Tribunal highlights importance of employment status compliance
A sole trader has won an employment tribunal that could have far-reaching tax implications for businesses that engage self-employed workers under the wrong employment status.
In an employment tribunal heard in March 2021, self-employed worker Gemma Long, took technology company, Brain in Hand, to court after seeing her work dry up due to her disability.
The situation occurred when the company denied her request to have a support worker assist her with administrative tasks – work that Mrs Long found difficult to complete due to her ADHD.
Brain in Hand informed Mrs Long that she couldn’t share her log in details with anyone else and despite exploring other options, no support worker was appointed.
The court notes state that “the reason for this was that, once she (Mrs Long) asked for a support worker as a reasonable adjustment for her ADHD, she was not offered any more work.”
As a result, Mrs Long successfully claimed unlawful deductions from wages and for holiday pay from Brain in Hand, which provides services to people with autism, mental health difficulties and neurological conditions.
Where was this case won and lost?
Having analysed Mrs Long’s contract – which was classed as self-employed with an hourly rate of pay – tribunal judge, Judge Ayre, concluded that it actually reflected a contract of employment.

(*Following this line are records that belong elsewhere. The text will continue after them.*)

Issue #7254, opened 2020-04-13
Add a twitter hashtag as a configurable option


lightalloy:
- create a `SiteConfig` option for twitter hastag, e.g. `SiteConfig.twitter_hashtag`
- make it configurable via `/internal/config`
- replace hardcoded twitter hashtag references with a configurable option (not complete)

lightalloy:
To our amazing contributors: This issue is labeled as ready for dev, so it's up for grabs.

To claim an issue to work on, please leave a comment. If you've claimed the issue and need help, please ping @thepracticaldev/oss and we will follow up within 3 business days.

JuanVqz:
@lightalloy May I take it? Please

lightalloy:
@JuanVqz feel free to take it :+1:

JuanVqz:
Sorry for the time I took for making changes on this issue but I wasn't able to run the dev.to project on Docker containers, actually I'm going to open an issue for that

Ridhwana:
To tackle `replace hardcoded twitter hashtag references with a configurable option` in [a separate issue](https://github.com/thepracticaldev/dev.to/issues/7835)

lightalloy:
Closing as done with #7573

PR #7573, opened 2020-04-28
Add twitter hashtag to the site config

JuanVqz:

- [x] Refactor
- [ ] Feature
- [ ] Bug Fix
- [ ] Optimization
- [ ] Documentation Update

Issue #7254

## Added tests?

- [x] yes
- [ ] no, because I need help

## Added to documentation?

- [ ] docs.dev.to
- [ ] readme
- [x] no documentation needed

**We need to set `SiteConfig.twitter_hastag = "DEVCommunity"` in the console.**


JuanVqz:
Should I add some twitter hashtag by default?
Should I change the specific hashtag to this hashtag config on all the pages I may see?

lightalloy:
Hi, @JuanVqz . Thanks for the pr!
> Should I add some twitter hashtag by default?
I think there is no need to add the default hashtag, but you'll need to add a note to the pr for a person who will merge it to update the current value on DEV:
`SiteConfig.twitter_hastag = "DEVCommunity"` (similar to the note in this pr => https://github.com/thepracticaldev/dev.to/pull/7564)

>  Should I change the specific hashtag to this hashtag config on all the pages I may see?
You're right, the hardcoded `DEVCommunity` should be replaced with the configurable one. You will need to update the related tests as well.

Another thing to add is the field in the `app/views/internal/configs/show.html.erb` so that the admins would be able to set up the hashtag.

Ridhwana:
Hi @JuanVqz 😊 This PR is coming along nicely - if you'd like we can take this PR through review and live and then replace the twitter hashtags with the Site Config variables in a subsequent one, if this would be easier and quicker for you?

JuanVqz:
Please don't forget this.
We need to set SiteConfig.twitter_hastag = "DEVCommunity" in the console.

Ridhwana:
> Please don't forget this.
> We need to set SiteConfig.twitter_hastag = "DEVCommunity" in the console.

Thanks @JuanVqz 😊 I've added this to the PR description under post deployment tasks and I've added a label too. I'll add another issue tomorrow to replace the hashtags with the Site Config.

Ridhwana:
@Zhao-Andy noticed that you on pager duty so dropping you a note on this PR: 

I'm merging this but not deploying it as yet as its still early for the US team :). 
After our next deploy (which will take this PR along) we'd need to set the record from the post deployment task. It won't break anything if it's not set immediately because we not using this config variable anywhere as yet 😊

Zhao-Andy:
Updated, thanks for the ping!

PR #7575, opened 2020-04-28
Fix 'Suggested people' small viewport issue

maestromac:
- [x] Bug Fix

Resolve https://github.com/thepracticaldev/dev.to/issues/6884
Before: 

After:
imageimage

## Added tests?

## Added to documentation?
- [x] no documentation needed

n/a


vaidehijoshi:
@maestromac what's the best way to QA this (is there a specific phone size that causes the viewport issue?)

PR #7583, opened 2020-04-28
Support docker-selenium

maestromac:
- [x] Feature

## Description
I am using WSL2 and it does not support chromedriver. The current workaround is to rely on docker. It does work pretty well but will require this change for additional configuration.

This change should be harmless most of our user. 
The source is from https://www.neotericdesign.com/articles/2018/04/running-your-rails-test-suite-with-dockerized-selenium-on-gitlab-ci/
n/a
## Added tests?
- [x] yea, doc.dev.to

## Added to documentation?
Document to be added in the future once I work out the kinks

n/a


spec/support/initializers/capybara.rb
```diff
@@ -21,7 +21,16 @@
   end
 
   config.before(:each, type: :system, js: true) do
-    driven_by :headless_chrome
+    if ENV["SELENIUM_URL"].present?
+      # Support use of selenium-docker
+      Capybara.server_host = "0.0.0.0"
+      ip = Socket.ip_address_list.detect(&:ipv4_private?).ip_address
+      host! "http://#{ip}:#{Capybara.server_port}"
```
citizen428, line 28: I generally prefer building URI's with appropriate tools, but don't let that stop you form merging:

```suggestion
      URI::HTTP.build(host: ip, port: Capybara.server_port).to_s
```

spec/support/initializers/capybara.rb
```diff
@@ -21,7 +21,16 @@
   end
 
   config.before(:each, type: :system, js: true) do
-    driven_by :headless_chrome
+    if ENV["SELENIUM_URL"].present?
+      # Support use of selenium-docker
```
citizen428, line 25: Technically this would work for other scenarios as well, like running it on another machine. So if we introduce this, maybe we can add another option and also change the next line to this:

```ruby
Capybara.server_host = ENV.fetch("CAPYBARA_SERVER_HOST") { "0.0.0.0" }
```

citizen428:
The problem is that hostnames/IP addresses are no longer shared between Windows and Linux with WSL2. There are several workarounds for that, e.g. forwarding with `socat`.

Anyway, we'd probably want to add a little bit of documentation around this, could save other people some time when they are trying to get this to work on Windows. Maybe a small section on WSL2 [here](https://docs.dev.to/installation/windows/).

spec/support/initializers/capybara.rb
maestromac: that looks much neater than piecing together strings.

spec/support/initializers/capybara.rb
maestromac: Updated!

maestromac:
@citizen428 I hope you don't mind that I used your comment there in the documentation. I added a brief instruction on how to get started with system spec but I can't provide instruction for `socats` as I haven't gave it a chance yet.

PR #7592, opened 2020-04-29
Upgrade field_test to 0.3.2

rhymes:

- [ ] Refactor
- [ ] Feature
- [x] Bug Fix
- [ ] Optimization
- [ ] Documentation Update

## Description

Upgrading `field_test` to the latest 0.3.2 version. [dependabot tried](https://github.com/thepracticaldev/dev.to/pull/7475) but fortunately one of the tests broke as there's breaking change in one of the transitive dependencies 👀 , the gem `browser`.

Basically the empty user agent, sent by request specs, is considererd a bot now, thus failing to create the new experiment.

For more details, see [browser: Bots](https://github.com/fnando/browser#bots).

**note:**, this will change the behavior in production as well:

- requests with a missing user agent will be considered a bot
- requests with these keywords - `/crawl|fetch|search|monitoring|spider|bot/` - will be considered a bot.

If we want to keep the existing behavior, we need to undo this change like suggested:

> To restore v2's bot detection, remove the following matchers:
> Browser::Bot.matchers.delete(Browser::Bot::KeywordMatcher)
> Browser::Bot.matchers.delete(Browser::Bot::EmptyUserAgentMatcher)

I also linked user to memberships as suggested in [field_test: Associations](https://github.com/ankane/field_test#associations), so that we can have `user.field_test_memberships`

## Added tests?

- [x] yes
- [ ] no, because I need help

### DIFF
--- a/spec/models/user_spec.rb
+++ b/spec/models/user_spec.rb
@@ -35,6 +35,7 @@ RSpec.describe User, type: :model do
       it { is_expected.to have_many(:display_ad_events).dependent(:destroy) }
       it { is_expected.to have_many(:email_authorizations).dependent(:delete_all) }
       it { is_expected.to have_many(:email_messages).class_name("Ahoy::Message").dependent(:destroy) }
+      it { is_expected.to have_many(:field_test_memberships).class_name("FieldTest::Membership").dependent(:destroy) }
       it { is_expected.to have_many(:github_repos).dependent(:destroy) }
       it { is_expected.to have_many(:html_variants).dependent(:destroy) }
       it { is_expected.to have_many(:identities).dependent(:destroy) }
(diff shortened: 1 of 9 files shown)


spec/rails_helper.rb
```diff
@@ -56,6 +56,12 @@
 
 Rack::Attack.enabled = false
 
+# `browser`, a dependency of `field_test`, starting from version 3.0
+# considers the empty user agent a bot, with will fail tests as we
```
mstruve, line 60: `which will fail tests as we`

spec/models/user_spec.rb
```diff
@@ -139,10 +140,8 @@ def user_from_authorization_service(service_name, signed_in_resource, cta_varian
         expect(fourth_field).not_to be_valid
       end
 
-      it { is_expected.to have_many(:organization_memberships).dependent(:destroy) }
```
mstruve, line 142: hahaha my worker generalization PR #7594  just found these as well 👍

spec/rails_helper.rb
```diff
@@ -56,6 +56,12 @@
 
 Rack::Attack.enabled = false
 
+# `browser`, a dependency of `field_test`, starting from version 3.0
+# considers the empty user agent a bot, which will fail tests as we
+# explicitly configure field tests to exclude bots
+# see https://github.com/fnando/browser/blob/master/CHANGELOG.md#300
+Browser::Bot.matchers.delete(Browser::Bot::EmptyUserAgentMatcher)
```
joshpuetz, line 63: Excellent note, thanks!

Overall, the following factors led to this decision:
Mutuality of Obligation (MOO) – there was an obligation for Mrs Long to work, with Brain in Hand retaining the right to terminate the contract if she was unavailable for work for more than two weeks in an eight-week period. This contributed to a picture of employment, not self-employment.
Control – it was clear Brain in Hand controlled the working relationship, in the way that an employer controls an employee. For example, Mrs Long had a line manager who dictated the work that was undertaken and she was also measured against KPIs in monthly reviews. Her work as a ‘Brain in Hand Specialist’ also had to be delivered within a strict framework.
Personal service – Mrs Long couldn’t delegate or arrange for anyone else to carry out the services she was engaged to deliver, which meant there was no right of substitution, which can be crucial in demonstrating a genuinely self-employed arrangement.
The above are considered the three key employment status tests and also factor heavily in IR35 determinations.
Where does tax come into the equation?
While the headlines focus on the discrimination faced by Mrs Long, not to be overlooked are the tax implications of this case for Brain in Hand.
The Judge deemed that the contract held between Mrs Long and Brain in Hand Ltd reflected employment, not self-employment. Put differently, Brain in Hand facilitated what’s known as ‘false self-employment’.
It means the business is liable for missing Income Tax and employers’ National Insurance Contributions (NICs) – tax that should have been paid for the duration of the time Mrs Long was engaged by Brain in Hand.
Businesses urged to take note
As our CEO, Seb Maley, explained to Personnel Today, engaging an individual on a self-employed basis when the contract and or working practices reflect an employed relationship, poses a big risk to businesses:
“If a business engages someone as self-employed when in reality the relationship reflects employment, HMRC will expect the company to stump up missing employment taxes, which can mount up considerably just for one worker.
“So it goes without saying that for any business engaging or relying on sole traders, the cost of enabling false self-employment is potentially huge, both financially and reputationally.
“Against the backdrop of Uber, Addison Lee and numerous other gig economy employment tribunals, it’s becoming important that both parties are confident in their employment status compliance and agree upon it from the outset.”